The NIH Pioneer Award was designed by NIH director Elias A.
Zerhouni, M.D., to support individual scientists and thinkers
with highly innovative ideas and approaches to contemporary
challenges in biomedical research.

A central component of the NIH Roadmap for Medical Research,
the Pioneer Award was established in January 2004 to encourage
exceptional researchers and thinkers from multiple disciplines
to conduct high-risk, high-impact research related to the
improvement of human health.

To inaugurate this new program, the NIH will provide
$500,000 in direct costs per year for five years to each
Pioneer Award recipient, allowing them the time and resources
to test far-ranging ideas with the potential to make
extraordinary contributions to medical research.

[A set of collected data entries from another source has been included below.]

PR #696, opened 2019-10-07
Make Xamarin.Build.Download FIPS Compliant

Redth:


Util/Xamarin.Build.Download/build.cake
```diff
@@ -1,28 +1,54 @@
...
+	MSBuild ("./source/Xamarin.Build.Download.sln", c => {
+		c.Configuration = "Release";
+		c.Restore = true;
+		c.Targets.Clear();
+		c.Targets.Add("Pack");
+		c.Properties.Add("PackageOutputPath", new [] { MakeAbsolute(new FilePath("./output")).FullPath });
+		if (!string.IsNullOrEmpty(SOURCE_BRANCH))
+			c.Properties.Add("RepositoryBranch", new [] { SOURCE_BRANCH });
+		if (!string.IsNullOrEmpty(SOURCE_COMMIT))
+			c.Properties.Add("RepositoryCommit", new [] { SOURCE_COMMIT });
```
mattleibow: Since we may actually want to force this on all builds, we could do this in the template:

https://github.com/xamarin/XamarinComponents/blob/master/.ci/build.yml#L187-L188

Util/Xamarin.Build.Download/source/Xamarin.Build.Download.Tests/HashTests.cs
```diff
@@ -0,0 +1,24 @@
...
+using System.Threading.Tasks;
+using Xamarin.Build.Download;
+using Xunit;
+
+namespace NativeLibraryDownloaderTests
+{
+    public class HashTests
+    {
+        [Theory]
+        [InlineData("C:\\path\\to\\file.aar")]
```
mattleibow: This will fail on mac with invalid paths. I think?

Util/Xamarin.Build.Download/source/Xamarin.Build.Download.Tests/Helpers/TestsBase.cs
```diff
@@ -28,8 +27,10 @@ public void SetUp ()
 			Environment.CurrentDirectory = tempDir;
 		}
 
-		[OneTimeTearDown]
-		public void TearDown ()
+        public bool IsWindows
```
mattleibow: I know this is just text, but I still hope the files will have either tabs or spaces.

Util/Xamarin.Build.Download/source/Xamarin.Build.Download/XamarinBuildGetArchivesToDownload.cs
```diff
@@ -57,8 +57,8 @@ public override bool Execute ()
 					taskItem.SetMetadata ("RangeStart", partialZipDownload.RangeStart.ToString ());
 					taskItem.SetMetadata ("RangeEnd", partialZipDownload.RangeEnd.ToString ());
 
-					if (!string.IsNullOrEmpty (partialZipDownload.Md5))
-						taskItem.SetMetadata ("Md5", partialZipDownload.Md5);
+					if (!string.IsNullOrEmpty (partialZipDownload.Sha256))
+						taskItem.SetMetadata ("Sha256", partialZipDownload.Sha256);
```
mattleibow, line 61: I see all these nice changes, but are we backwards compatible?

Util/Xamarin.Build.Download/source/Xamarin.Build.Download.Tests/HashTests.cs
Redth: The intent is just to see that i get no funny characters (just numbers, and digits) in the CRC code returned.  I'll add a test case for a mac path too for kicks.

Util/Xamarin.Build.Download/source/Xamarin.Build.Download/XamarinBuildGetArchivesToDownload.cs
Redth: It should just skip over verifying the old md5 hashes since it no longer checks for them and no longer sets the task item, it will just never be checked to be validated.

Util/Xamarin.Build.Download/source/Xamarin.Build.Download.Tests/Test.cs
```diff
@@ -471,7 +487,6 @@ public void TestDisallowUnsafeGetItemsToDownload ()
 					{ "ToFile", "cardview.v7.aar" },
 					{ "RangeStart", "196438127" },
 					{ "RangeEnd", "196460160" },
-					{ "Md5", "b44eb88f7cc621ae616744c6646f5b64" }
```
mattleibow, line 474: We are removing a check to make sure that the file is both correct/complete as well as the right file. We need to have a new way to do this. Since maven only has SHA1 and MD5, we are probably going to have to do the hashing ourselves on CI or as part of the binding process.

Util/Xamarin.Build.Download/source/Xamarin.Build.Download/Xamarin.Build.Download.csproj
```diff
@@ -1,94 +1,41 @@
...
       <CopyToOutputDirectory>PreserveNewest</CopyToOutputDirectory>
     </None>
-    <None Include="packages.config" />
-    <None Include="Xamarin.Build.Download.props">
+    <None Include="Xamarin.Build.Download.props" Pack="True" PackagePath="build\Xamarin.Build.Download.props">
       <CopyToOutputDirectory>PreserveNewest</CopyToOutputDirectory>
     </None>
+    <None Include="$(TargetPath)" Pack="True" PackagePath="build\Xamarin.Build.Download.dll" />
+    <None Include="$(PkgMono_Cecil)\lib\netstandard2.0\Mono.Cecil.dll" Visible="False" Pack="True" PackagePath="build\Mono.Cecil.dll" />
+    <None Include="$(PkgNewtonsoft_Json)\lib\netstandard2.0\Newtonsoft.Json.dll" Visible="False" Pack="True" PackagePath="build\Newtonsoft.Json.dll" />
```
mattleibow, line 32: I like this.

manifest.yaml
```diff
@@ -592,7 +592,8 @@
 - Name: Xamarin.Build.Download
   BuildScript: ./Util/Xamarin.Build.Download/build.cake
   TriggerPaths: [ Util/Xamarin.Build.Download ]
-  MacBuildTargets: [ nuget ]
+  MacBuildTargets: [ ci ]
+  WindowsBuildTargets: [ ci ]
```
mattleibow, line 616: I like this pattern of adding both the Windows and Mac agents in. Should start showing any cross-platform issues before it even gets to the gate.

mattleibow (approved):
Looking good. 2 tests seem to be failing.

mattleibow (approved):
LGTM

The awardees are listed below:

Larry Abbott, PhD, Brandeis University, Waltham, MA

George Daley, MD, PhD, Children's Hospital Boston,
Boston, MA

Homme Hellinga, PhD, Duke University Medical Center,
Durham, NC

Joseph McCune, MD, PhD, J. David Gladstone Institutes,
San Francisco, CA

Steven McKnight, PhD, University of Texas Southwestern
Medical Center, Dallas, TX

Chad Mirkin, PhD, Northwestern University, Evanston,
IL

Rob Phillips, PhD, California Institute of Technology,
Pasadena, CA

Stephen Quake, PhD, California Institute of Technology,
Pasadena, CA

Sunney Xie, PhD, Harvard University, Cambridge, MA

The nine recipients represent a broad spectrum of scientific
disciplines including quantitative and mathematical biology,
pathogenesis, epidemiology and translational clinical research,
molecular and cellular biology, integrative physiology,
instrumentation and bioengineering.

For more information on the NIH Director's Pioneer Award
Program, including awardee information, please visit the Web
site at http://nihroadmap.nih.gov/highrisk/index.asp.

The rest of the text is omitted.